> GOAL OF THE EXERCISE
Within the material below, transcribe exactly the lines from the one holding "In the emulator" through the one holding "--- a/src/renderer/src/pages/library/library.scss", keeping both ends and skipping the rest.
====
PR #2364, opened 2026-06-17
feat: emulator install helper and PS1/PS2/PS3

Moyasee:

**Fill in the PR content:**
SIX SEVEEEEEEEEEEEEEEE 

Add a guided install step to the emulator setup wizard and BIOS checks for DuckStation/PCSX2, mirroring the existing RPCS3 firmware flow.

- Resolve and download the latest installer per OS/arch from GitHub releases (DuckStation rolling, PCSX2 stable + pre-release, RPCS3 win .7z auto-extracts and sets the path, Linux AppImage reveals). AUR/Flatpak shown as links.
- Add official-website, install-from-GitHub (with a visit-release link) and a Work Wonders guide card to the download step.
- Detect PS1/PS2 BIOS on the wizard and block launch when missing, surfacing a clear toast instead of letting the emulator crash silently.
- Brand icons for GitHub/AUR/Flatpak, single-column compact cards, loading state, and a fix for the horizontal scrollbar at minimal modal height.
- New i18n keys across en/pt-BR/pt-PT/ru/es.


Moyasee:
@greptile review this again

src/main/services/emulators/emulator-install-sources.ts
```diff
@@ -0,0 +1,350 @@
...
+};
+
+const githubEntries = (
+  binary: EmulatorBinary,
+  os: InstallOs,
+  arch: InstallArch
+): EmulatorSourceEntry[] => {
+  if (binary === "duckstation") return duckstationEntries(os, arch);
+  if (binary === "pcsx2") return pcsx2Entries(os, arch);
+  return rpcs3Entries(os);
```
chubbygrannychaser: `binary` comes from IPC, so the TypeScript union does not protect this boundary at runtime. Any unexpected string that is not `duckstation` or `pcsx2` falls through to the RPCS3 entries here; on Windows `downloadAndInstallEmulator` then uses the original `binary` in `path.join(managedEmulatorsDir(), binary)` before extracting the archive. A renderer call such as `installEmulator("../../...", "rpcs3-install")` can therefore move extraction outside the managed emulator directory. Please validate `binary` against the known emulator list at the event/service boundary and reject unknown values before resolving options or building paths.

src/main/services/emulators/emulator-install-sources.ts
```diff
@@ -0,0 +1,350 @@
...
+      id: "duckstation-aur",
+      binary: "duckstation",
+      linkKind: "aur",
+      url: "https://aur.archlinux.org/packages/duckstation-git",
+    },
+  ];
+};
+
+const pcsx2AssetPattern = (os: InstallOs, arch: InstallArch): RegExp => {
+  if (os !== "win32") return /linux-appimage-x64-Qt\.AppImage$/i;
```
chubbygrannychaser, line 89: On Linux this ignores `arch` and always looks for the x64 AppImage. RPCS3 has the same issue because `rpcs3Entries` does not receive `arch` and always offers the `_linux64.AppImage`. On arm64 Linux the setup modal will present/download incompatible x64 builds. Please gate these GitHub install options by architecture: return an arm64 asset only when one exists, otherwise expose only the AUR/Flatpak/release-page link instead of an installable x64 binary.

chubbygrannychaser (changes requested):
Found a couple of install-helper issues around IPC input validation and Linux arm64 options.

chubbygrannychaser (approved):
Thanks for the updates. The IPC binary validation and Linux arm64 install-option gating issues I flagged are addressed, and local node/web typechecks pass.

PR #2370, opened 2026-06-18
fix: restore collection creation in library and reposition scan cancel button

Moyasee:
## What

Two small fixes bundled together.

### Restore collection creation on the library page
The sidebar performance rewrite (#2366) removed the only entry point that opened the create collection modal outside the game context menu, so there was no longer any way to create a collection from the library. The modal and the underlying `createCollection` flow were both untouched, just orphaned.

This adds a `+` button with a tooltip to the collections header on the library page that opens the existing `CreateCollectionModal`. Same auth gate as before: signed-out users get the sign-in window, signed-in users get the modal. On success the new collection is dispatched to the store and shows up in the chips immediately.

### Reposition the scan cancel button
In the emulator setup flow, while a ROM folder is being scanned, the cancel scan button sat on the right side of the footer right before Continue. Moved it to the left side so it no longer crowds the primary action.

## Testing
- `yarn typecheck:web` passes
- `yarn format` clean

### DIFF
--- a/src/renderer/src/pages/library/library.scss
====
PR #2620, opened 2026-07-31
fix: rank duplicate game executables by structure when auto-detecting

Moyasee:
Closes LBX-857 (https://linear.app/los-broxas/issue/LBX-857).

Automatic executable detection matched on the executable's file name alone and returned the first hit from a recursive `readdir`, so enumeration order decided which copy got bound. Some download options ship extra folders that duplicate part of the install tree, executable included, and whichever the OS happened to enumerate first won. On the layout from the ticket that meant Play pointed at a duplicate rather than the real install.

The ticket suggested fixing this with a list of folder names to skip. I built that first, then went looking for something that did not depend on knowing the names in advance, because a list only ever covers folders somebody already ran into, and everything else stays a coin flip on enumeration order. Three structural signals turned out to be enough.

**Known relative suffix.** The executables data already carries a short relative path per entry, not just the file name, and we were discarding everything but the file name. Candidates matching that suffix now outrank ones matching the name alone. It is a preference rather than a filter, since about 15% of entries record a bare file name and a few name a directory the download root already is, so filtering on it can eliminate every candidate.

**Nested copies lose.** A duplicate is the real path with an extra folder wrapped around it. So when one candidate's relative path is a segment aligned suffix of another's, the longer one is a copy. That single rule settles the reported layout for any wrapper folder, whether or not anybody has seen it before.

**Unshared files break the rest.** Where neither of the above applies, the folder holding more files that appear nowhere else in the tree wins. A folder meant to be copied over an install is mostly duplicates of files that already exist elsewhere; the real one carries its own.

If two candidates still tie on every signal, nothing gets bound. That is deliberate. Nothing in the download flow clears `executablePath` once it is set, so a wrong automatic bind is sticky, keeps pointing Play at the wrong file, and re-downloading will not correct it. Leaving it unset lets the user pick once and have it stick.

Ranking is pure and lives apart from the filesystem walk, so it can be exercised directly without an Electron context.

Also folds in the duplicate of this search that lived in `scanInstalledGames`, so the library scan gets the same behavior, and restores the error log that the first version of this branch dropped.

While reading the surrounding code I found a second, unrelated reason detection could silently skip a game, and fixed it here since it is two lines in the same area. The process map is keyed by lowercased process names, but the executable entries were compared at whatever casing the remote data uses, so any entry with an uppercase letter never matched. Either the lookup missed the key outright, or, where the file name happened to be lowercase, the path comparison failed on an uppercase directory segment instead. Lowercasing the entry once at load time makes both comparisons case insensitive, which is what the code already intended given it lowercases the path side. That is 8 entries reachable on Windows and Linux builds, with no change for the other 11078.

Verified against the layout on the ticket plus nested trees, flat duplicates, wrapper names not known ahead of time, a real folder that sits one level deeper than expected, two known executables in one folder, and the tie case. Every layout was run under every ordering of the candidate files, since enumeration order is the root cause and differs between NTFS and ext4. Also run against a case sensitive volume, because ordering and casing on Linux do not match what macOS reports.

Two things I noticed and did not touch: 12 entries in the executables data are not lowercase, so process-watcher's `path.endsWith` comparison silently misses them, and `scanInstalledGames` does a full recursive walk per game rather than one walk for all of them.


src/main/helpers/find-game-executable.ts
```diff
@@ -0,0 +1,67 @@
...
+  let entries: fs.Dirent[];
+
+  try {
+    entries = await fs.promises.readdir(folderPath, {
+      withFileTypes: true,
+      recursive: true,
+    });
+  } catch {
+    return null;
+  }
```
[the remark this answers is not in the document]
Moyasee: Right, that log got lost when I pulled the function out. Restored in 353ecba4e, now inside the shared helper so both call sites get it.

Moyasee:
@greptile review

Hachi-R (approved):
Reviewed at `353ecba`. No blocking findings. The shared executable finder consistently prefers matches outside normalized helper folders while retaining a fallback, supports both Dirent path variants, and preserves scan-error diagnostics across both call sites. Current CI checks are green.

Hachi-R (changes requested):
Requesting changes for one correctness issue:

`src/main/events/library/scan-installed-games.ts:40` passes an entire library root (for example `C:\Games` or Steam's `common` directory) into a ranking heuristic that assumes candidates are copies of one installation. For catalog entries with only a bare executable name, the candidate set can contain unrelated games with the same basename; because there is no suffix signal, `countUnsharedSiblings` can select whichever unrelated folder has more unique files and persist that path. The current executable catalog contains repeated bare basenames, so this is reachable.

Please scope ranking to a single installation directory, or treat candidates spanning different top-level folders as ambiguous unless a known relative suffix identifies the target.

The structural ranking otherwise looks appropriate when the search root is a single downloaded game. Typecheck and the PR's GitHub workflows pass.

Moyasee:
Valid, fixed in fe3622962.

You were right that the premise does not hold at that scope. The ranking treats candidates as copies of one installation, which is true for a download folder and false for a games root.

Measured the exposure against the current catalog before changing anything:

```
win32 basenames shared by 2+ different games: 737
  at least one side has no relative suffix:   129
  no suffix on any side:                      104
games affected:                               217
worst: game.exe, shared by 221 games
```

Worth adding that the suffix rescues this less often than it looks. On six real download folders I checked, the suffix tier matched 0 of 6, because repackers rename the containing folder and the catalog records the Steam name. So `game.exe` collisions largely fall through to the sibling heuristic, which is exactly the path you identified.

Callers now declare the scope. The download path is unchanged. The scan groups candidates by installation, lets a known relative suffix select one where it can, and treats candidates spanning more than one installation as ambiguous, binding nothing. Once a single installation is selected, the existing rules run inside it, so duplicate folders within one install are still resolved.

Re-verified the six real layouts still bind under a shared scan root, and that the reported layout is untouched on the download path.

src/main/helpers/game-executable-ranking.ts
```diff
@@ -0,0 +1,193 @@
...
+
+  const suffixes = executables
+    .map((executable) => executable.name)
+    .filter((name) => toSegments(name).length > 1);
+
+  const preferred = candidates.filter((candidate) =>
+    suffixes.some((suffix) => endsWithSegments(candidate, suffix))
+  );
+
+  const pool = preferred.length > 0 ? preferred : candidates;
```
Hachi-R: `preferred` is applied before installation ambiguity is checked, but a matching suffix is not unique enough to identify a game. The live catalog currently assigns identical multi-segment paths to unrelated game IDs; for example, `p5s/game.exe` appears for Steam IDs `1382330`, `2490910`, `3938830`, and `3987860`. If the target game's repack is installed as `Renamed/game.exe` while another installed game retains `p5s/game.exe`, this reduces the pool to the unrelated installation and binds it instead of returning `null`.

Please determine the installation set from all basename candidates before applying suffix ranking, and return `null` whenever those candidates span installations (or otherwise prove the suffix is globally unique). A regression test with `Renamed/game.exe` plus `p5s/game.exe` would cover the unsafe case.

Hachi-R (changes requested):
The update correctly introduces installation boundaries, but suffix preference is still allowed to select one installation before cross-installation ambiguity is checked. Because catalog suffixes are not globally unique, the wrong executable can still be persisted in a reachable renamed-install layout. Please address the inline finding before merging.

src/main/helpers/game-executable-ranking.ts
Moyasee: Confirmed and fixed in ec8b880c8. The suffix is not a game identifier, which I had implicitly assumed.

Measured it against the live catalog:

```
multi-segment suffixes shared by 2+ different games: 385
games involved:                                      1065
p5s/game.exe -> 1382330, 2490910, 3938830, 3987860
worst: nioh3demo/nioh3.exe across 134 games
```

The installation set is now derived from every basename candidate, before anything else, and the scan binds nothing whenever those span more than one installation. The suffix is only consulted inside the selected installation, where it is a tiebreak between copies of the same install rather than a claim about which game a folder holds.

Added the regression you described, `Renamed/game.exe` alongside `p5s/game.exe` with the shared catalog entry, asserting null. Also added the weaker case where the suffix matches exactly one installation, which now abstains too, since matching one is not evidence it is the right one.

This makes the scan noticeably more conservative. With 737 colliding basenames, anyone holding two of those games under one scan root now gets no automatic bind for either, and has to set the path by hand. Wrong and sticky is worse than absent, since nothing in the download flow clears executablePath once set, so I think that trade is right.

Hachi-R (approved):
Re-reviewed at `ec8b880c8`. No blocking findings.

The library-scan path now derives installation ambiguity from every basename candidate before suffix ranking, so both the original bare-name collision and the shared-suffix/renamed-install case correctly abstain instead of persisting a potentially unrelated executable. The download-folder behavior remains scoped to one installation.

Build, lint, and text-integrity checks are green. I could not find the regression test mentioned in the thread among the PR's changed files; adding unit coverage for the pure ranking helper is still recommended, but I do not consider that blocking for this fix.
====
> RESPONSE AREA
In the emulator setup flow, while a ROM folder is being scanned, the cancel scan button sat on the right side of the footer right before Continue. Moved it to the left side so it no longer crowds the primary action.

## Testing
- `yarn typecheck:web` passes
- `yarn format` clean

### DIFF
--- a/src/renderer/src/pages/library/library.scss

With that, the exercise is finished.